Structure and properties
Isavuconazonium sulfate (C35H35F2N8O5S+ – HSO4– Mr = 814.8 g/mol) is a prodrug of isavuconazole, an azole antifungal. It exists as an amorphous, white to yellow-white powder. Isavuconazonium sulfate is rapidly hydrolyzed in the body by esterases to the active ingredient. Isavuconazole is a triazole derivative.
Effects
Isavuconazole (ATC J02AC05) has antifungal (fungicidal) properties. The effects are due to inhibition of the synthesis of ergosterol, an important component of the fungal cell membrane. Isavuconazonium sulfate inhibits the enzyme lanosterol 14α-demethylase, which converts lanosterol to ergosterol. This leads to accumulation of methylated sterol precursors and depletion of ergosterol, which disrupts membrane structure and function.
Indications
- Invasive aspergillosis
- Invasive mucormycosis (mucormycosis in patients in whom treatment with amphotericin B is not indicated).
Dosage
According to the professional information. The drug is administered as an intravenous infusion. The capsules are taken perorally.
Contraindications
- Hypersensitivity
- Combination with strong CYP3A4 inhibitors (e.g., ketoconazole, ritonavir) or strong CYP3A4 inducers (e.g., rifamycins, barbiturates)

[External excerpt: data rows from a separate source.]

PR #150, opened 2021-08-11
[plugin] pymongo compatible with mongodb cluster

cooolr:
replace the `this.collection.database.client.address` with the `this.collection.database.client.nodes` to be compatible with the mongodb cluster

### DIFF
--- a/skywalking/plugins/sw_pymongo.py
+++ b/skywalking/plugins/sw_pymongo.py
@@ -101,8 +101,8 @@ def inject_bulk_write(_Bulk, bulk_op_map):
     _execute = _Bulk.execute
 
     def _sw_execute(this: _Bulk, *args, **kwargs):
-        address = this.collection.database.client.address
-        peer = "%s:%s" % address
+        nodes = this.collection.database.client.nodes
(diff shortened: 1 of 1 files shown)


skywalking/plugins/sw_pymongo.py
```diff
@@ -101,8 +101,8 @@ def inject_bulk_write(_Bulk, bulk_op_map):
     _execute = _Bulk.execute
 
     def _sw_execute(this: _Bulk, *args, **kwargs):
-        address = this.collection.database.client.address
-        peer = "%s:%s" % address
+        nodes = this.collection.database.client.nodes
```
kezhenxu94, line 104: So when the MongoDB is in single-node mode, the `this.collection.database.client.nodes` will also contain one element?

kezhenxu94 (approved):
@cooolr thank you!

Humbertzhang (approved):
LGTM

skywalking/plugins/sw_pymongo.py
Humbertzhang: I looked at it and the answer is yes.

- Familial short-QT syndrome.
For complete precautions, see the drug label.
Interactions
The active ingredient, isavuconazole, is a substrate of CYP3A4/5, and CYP inhibitors and inducers may cause interactions. Isavuconazole is additionally also a moderate inhibitor of CYP3A, a weak inhibitor of P-glycoprotein, and of OCT2.
Adverse effects
The most common potential adverse effects include altered liver enzymes, nausea, vomiting, dyspnea, abdominal pain, diarrhea, injection site reactions, headache, hypokalemia, and a skin rash. These data are for intravenous therapy.